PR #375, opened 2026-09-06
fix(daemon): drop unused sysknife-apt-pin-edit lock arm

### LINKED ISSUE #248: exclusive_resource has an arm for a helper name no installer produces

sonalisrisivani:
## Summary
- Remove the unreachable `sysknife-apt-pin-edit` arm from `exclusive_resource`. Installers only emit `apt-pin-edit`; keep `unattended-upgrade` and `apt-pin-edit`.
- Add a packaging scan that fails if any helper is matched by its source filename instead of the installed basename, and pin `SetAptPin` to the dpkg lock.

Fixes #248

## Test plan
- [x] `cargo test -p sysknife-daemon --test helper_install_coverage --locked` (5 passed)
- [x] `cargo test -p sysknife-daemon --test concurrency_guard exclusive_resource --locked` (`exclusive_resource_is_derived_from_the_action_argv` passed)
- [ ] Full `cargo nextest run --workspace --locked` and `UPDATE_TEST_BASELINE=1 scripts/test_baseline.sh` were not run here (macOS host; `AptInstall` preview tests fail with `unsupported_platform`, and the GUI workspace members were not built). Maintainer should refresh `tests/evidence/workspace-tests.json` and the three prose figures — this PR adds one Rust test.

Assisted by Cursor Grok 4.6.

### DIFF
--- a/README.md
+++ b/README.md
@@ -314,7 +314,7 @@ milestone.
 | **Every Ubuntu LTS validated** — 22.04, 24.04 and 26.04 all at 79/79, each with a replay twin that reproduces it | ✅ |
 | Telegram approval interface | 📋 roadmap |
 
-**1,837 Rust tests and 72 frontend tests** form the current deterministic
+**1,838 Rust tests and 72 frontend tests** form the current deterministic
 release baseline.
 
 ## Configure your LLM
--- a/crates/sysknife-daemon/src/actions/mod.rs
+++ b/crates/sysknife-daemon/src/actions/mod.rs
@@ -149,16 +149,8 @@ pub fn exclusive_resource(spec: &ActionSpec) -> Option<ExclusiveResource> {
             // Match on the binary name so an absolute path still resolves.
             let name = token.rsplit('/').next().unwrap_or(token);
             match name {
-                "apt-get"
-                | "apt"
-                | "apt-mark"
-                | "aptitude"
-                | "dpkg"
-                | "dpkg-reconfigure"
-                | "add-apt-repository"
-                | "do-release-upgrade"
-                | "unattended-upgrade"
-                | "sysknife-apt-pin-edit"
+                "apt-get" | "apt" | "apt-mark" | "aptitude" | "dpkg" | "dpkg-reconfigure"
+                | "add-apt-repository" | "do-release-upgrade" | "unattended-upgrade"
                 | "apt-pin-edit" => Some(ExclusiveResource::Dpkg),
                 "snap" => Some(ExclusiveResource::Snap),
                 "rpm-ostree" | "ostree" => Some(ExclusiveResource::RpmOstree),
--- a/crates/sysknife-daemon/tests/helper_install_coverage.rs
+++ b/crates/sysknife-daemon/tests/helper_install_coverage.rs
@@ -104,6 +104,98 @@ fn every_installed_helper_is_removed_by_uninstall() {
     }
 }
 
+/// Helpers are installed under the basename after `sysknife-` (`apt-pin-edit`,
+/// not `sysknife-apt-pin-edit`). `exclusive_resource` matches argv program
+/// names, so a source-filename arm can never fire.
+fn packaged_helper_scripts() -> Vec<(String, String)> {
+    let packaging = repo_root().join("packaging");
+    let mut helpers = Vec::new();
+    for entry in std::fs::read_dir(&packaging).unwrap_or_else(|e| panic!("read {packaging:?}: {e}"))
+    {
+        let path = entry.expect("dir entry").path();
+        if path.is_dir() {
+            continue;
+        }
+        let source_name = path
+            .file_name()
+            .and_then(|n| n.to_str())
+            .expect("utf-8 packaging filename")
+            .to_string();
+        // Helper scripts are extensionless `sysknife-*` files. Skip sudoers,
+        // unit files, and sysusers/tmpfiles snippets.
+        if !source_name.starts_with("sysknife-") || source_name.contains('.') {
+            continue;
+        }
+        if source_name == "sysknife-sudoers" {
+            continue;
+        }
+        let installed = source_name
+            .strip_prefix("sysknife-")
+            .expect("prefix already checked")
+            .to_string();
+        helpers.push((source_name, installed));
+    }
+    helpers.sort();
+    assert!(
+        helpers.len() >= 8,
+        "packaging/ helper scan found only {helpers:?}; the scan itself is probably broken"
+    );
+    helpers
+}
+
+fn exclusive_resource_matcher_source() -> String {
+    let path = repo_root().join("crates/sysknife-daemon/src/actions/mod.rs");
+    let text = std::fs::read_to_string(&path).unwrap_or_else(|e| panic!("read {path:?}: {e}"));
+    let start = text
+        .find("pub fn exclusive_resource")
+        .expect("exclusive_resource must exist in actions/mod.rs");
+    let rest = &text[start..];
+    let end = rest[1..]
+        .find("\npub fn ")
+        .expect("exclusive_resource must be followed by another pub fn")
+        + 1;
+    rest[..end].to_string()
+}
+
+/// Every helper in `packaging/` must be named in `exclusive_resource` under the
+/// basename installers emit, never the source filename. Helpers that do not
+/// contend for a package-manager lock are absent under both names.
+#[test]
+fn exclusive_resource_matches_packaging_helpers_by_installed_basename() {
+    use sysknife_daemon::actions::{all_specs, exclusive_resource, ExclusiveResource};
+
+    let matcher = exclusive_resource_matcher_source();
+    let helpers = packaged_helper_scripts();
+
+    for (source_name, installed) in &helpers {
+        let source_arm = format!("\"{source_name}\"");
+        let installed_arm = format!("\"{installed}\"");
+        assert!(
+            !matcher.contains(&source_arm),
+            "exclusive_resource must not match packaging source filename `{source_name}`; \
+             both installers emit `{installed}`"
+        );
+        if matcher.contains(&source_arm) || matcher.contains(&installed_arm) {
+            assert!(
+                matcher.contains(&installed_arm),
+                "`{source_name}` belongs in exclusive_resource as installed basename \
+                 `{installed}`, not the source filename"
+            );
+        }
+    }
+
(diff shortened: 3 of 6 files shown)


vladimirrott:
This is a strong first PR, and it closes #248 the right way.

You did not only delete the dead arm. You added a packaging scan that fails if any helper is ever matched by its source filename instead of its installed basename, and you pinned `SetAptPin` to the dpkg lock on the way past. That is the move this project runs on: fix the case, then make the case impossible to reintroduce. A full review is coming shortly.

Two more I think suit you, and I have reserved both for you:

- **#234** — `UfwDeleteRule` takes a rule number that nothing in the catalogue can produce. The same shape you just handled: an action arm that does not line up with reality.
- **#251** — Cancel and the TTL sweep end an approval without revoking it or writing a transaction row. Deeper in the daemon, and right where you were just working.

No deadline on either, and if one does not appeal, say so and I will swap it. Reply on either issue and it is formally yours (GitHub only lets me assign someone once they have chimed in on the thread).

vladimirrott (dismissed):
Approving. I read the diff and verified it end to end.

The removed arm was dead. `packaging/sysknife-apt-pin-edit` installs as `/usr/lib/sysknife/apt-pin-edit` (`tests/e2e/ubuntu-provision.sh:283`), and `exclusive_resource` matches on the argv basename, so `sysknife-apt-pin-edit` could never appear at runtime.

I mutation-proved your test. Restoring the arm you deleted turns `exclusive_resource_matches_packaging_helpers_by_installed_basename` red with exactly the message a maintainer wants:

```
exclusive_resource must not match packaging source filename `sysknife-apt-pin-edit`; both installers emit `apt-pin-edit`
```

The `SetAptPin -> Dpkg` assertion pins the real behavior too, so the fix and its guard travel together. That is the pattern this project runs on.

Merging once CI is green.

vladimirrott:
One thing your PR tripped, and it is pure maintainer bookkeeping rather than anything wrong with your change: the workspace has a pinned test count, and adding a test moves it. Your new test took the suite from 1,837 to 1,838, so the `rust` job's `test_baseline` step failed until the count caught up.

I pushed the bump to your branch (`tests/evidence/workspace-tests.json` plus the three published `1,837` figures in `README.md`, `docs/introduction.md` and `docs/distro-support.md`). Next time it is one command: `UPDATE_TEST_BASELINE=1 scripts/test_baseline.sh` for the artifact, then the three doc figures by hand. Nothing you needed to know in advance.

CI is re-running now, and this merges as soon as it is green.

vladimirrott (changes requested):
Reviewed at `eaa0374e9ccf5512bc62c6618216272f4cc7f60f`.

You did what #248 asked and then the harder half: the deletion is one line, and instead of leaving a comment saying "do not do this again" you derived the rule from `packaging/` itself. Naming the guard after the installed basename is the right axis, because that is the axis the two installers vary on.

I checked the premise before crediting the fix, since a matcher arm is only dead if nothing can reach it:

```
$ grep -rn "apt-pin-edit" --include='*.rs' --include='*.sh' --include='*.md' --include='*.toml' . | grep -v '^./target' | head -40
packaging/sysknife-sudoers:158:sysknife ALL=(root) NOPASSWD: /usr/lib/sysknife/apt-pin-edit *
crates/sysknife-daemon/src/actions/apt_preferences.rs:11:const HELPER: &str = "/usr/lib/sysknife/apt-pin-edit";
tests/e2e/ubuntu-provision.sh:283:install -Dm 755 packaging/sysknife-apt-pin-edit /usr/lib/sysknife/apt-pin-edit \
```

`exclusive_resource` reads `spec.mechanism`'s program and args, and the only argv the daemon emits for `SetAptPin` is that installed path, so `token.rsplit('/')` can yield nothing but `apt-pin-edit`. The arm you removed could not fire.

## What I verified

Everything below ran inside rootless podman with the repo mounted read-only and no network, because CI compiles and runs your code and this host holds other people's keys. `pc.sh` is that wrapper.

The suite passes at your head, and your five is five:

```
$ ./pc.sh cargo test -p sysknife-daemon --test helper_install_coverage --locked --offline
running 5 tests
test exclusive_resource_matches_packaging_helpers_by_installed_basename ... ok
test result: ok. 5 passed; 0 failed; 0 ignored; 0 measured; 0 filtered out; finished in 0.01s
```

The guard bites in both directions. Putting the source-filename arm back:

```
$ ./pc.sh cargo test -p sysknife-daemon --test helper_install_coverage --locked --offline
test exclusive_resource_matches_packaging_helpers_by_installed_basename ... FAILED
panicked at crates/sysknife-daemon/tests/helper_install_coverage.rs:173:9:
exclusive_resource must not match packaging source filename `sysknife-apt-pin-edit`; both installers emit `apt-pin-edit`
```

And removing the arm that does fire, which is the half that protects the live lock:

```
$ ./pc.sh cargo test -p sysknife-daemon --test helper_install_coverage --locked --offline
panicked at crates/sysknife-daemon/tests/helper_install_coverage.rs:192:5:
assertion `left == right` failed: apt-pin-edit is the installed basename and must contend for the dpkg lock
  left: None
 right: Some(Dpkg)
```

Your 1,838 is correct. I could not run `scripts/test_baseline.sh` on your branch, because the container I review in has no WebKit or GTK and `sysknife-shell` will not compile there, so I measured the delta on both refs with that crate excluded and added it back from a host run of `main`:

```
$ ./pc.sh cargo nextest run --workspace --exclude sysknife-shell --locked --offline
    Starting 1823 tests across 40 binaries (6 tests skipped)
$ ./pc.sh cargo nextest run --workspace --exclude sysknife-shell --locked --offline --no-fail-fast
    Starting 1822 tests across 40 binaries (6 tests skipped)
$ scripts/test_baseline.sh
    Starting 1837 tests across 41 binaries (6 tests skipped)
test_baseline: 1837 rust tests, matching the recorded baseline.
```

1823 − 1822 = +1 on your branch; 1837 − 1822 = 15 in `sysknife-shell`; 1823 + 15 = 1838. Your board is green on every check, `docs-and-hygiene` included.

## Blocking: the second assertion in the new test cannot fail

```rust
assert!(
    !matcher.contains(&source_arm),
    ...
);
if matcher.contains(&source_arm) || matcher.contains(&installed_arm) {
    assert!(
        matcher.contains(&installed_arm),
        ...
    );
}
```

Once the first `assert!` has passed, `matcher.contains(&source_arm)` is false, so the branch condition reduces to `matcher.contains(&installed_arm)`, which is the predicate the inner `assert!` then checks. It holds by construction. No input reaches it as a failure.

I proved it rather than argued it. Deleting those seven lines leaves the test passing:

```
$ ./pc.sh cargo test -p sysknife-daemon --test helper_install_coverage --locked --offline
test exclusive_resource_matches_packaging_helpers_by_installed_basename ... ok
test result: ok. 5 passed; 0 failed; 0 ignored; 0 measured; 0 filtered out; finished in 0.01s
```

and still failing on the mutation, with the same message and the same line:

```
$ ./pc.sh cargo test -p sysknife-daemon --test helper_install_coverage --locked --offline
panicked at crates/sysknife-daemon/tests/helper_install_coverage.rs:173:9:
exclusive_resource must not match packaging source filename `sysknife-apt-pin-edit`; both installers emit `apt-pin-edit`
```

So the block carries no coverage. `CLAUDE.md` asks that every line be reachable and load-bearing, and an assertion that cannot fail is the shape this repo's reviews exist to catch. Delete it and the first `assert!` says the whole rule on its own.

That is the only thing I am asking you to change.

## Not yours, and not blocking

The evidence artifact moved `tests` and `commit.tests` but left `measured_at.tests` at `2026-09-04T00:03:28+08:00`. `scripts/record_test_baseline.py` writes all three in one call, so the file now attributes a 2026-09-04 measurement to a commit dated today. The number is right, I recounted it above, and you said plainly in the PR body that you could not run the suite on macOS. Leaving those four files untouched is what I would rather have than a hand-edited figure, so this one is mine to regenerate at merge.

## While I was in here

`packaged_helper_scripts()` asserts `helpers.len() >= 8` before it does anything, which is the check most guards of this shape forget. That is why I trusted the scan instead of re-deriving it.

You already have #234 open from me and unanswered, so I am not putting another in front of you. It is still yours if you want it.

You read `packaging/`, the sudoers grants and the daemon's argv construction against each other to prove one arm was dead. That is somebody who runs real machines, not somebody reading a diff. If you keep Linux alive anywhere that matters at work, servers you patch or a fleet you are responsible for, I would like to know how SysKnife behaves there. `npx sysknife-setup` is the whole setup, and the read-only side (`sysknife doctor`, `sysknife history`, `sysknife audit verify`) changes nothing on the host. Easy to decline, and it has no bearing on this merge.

_ _ _ _ _ _ _

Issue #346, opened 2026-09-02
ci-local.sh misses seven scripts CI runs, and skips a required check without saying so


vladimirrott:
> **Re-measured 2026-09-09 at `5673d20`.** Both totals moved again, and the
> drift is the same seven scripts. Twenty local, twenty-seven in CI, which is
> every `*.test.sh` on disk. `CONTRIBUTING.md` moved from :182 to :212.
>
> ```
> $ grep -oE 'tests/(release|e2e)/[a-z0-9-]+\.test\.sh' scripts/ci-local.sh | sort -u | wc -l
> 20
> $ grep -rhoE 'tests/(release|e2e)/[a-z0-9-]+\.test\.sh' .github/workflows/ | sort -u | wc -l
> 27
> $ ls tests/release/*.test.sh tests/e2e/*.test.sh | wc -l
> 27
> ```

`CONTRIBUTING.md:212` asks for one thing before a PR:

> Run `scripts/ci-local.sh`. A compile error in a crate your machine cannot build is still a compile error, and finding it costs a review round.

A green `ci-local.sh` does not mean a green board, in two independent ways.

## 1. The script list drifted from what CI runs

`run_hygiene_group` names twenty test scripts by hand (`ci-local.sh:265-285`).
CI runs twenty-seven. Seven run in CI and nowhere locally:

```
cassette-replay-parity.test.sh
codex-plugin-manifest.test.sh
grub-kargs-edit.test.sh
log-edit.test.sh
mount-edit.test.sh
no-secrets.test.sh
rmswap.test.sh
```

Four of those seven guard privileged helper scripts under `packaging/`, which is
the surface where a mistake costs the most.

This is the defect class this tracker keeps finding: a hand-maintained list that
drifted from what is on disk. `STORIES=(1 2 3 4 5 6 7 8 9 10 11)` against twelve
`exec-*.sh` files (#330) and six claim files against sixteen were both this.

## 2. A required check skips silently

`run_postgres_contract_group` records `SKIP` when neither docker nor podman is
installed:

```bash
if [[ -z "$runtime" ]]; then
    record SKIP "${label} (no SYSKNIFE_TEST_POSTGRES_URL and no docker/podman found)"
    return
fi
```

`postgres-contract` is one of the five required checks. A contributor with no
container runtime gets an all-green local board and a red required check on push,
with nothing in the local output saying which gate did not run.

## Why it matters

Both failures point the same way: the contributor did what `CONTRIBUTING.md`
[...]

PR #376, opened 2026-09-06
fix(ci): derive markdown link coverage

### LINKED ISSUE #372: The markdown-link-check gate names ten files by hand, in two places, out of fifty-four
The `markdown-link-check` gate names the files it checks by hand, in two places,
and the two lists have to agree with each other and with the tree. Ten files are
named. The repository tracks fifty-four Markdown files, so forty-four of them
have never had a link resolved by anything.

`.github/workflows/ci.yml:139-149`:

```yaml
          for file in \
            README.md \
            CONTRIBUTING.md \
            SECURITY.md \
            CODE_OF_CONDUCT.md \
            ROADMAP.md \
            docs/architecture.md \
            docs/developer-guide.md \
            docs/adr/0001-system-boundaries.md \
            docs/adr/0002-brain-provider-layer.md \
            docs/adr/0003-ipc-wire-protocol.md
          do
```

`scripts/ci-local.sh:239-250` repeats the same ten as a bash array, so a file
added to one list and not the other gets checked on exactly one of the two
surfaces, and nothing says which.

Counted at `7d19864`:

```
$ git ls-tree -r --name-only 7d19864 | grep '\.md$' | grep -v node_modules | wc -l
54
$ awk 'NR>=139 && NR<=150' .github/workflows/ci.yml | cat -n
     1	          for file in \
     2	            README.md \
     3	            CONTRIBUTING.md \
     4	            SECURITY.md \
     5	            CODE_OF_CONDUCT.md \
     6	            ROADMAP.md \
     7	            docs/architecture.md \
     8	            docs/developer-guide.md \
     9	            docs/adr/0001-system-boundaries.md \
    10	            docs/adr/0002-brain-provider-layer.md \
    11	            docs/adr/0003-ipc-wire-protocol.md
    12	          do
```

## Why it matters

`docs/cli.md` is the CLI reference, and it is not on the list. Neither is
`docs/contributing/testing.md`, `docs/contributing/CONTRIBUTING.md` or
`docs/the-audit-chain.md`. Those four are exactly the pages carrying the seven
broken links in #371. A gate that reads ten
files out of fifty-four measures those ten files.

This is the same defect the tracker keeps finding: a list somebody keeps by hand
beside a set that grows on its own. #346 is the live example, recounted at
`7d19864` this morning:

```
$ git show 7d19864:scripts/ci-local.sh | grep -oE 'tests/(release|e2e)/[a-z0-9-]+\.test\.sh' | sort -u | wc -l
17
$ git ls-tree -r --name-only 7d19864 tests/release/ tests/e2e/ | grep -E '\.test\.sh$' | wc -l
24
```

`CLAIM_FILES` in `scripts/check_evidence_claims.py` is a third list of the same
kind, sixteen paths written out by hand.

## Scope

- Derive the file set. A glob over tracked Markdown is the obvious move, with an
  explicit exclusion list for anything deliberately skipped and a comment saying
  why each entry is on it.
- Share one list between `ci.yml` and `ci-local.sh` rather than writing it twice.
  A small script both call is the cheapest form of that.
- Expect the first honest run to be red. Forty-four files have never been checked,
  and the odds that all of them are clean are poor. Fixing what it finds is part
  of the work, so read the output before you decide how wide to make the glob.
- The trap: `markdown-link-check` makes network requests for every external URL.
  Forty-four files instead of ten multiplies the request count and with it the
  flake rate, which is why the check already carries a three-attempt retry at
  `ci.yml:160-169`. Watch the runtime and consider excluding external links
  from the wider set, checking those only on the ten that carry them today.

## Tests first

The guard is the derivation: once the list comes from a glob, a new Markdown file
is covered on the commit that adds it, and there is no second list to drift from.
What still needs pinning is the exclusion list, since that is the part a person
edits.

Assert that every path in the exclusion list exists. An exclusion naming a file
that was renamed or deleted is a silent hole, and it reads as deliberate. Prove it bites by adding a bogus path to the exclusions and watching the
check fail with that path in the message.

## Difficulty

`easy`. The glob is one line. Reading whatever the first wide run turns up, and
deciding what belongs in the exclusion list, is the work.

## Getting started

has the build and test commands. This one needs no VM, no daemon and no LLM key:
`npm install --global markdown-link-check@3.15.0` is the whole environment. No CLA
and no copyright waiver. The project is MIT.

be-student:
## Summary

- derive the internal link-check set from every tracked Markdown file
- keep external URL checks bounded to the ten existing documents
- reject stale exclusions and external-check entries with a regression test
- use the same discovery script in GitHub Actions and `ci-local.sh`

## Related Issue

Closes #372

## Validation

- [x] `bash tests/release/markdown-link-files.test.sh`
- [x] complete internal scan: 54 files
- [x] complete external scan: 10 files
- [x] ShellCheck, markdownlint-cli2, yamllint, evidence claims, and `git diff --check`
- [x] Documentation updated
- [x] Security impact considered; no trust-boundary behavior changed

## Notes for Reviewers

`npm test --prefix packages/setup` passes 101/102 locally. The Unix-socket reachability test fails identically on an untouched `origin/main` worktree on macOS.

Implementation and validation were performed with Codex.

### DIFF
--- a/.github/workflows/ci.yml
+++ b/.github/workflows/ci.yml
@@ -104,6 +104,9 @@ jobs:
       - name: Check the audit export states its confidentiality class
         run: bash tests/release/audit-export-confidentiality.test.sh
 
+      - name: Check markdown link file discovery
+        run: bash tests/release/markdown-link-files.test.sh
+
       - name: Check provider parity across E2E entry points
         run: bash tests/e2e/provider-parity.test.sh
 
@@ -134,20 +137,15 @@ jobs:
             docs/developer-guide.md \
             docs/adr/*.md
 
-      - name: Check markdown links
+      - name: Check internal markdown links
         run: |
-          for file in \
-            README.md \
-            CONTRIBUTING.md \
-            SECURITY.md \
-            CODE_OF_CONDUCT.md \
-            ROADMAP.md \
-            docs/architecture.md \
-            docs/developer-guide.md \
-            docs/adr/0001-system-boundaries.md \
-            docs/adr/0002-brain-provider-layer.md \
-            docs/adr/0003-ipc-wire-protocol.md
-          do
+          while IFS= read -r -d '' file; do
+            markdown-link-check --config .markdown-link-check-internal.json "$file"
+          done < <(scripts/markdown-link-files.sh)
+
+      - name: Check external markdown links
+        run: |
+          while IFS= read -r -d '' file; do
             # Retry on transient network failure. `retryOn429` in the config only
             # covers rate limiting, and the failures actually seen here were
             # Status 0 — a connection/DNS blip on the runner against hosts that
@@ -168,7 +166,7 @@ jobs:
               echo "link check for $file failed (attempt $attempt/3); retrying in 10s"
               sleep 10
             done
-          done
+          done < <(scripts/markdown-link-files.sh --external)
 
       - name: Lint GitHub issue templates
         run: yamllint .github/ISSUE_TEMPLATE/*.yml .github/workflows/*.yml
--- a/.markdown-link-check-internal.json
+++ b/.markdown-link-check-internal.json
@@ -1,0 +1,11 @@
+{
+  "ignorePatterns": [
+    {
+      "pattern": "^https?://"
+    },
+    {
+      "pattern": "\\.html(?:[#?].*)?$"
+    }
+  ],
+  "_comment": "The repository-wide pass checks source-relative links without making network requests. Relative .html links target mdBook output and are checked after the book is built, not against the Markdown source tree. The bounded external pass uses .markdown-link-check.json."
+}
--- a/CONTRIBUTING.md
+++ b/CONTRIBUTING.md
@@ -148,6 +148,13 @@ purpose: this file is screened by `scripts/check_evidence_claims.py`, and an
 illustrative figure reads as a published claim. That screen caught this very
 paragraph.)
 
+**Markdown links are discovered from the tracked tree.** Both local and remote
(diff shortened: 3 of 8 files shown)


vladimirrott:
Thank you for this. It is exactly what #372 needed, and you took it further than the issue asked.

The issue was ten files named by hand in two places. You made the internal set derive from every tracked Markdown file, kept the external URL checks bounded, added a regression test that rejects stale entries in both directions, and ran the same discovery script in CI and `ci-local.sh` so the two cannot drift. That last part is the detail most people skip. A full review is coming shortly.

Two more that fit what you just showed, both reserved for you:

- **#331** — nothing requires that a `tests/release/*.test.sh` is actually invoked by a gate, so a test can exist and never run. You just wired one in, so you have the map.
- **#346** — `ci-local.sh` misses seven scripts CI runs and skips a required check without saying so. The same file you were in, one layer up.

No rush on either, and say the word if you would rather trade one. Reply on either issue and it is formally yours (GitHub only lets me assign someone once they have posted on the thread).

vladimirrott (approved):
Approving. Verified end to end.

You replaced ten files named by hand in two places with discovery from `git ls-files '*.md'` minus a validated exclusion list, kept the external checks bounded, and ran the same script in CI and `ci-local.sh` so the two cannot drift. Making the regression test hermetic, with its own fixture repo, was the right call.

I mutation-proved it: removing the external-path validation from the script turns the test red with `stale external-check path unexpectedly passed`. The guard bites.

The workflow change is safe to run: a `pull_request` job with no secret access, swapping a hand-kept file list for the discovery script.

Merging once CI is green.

_ _ _ _ _ _ _

Problem description
Only the number is wanted: count the lines of the records that hold the word "found".

Answer box
2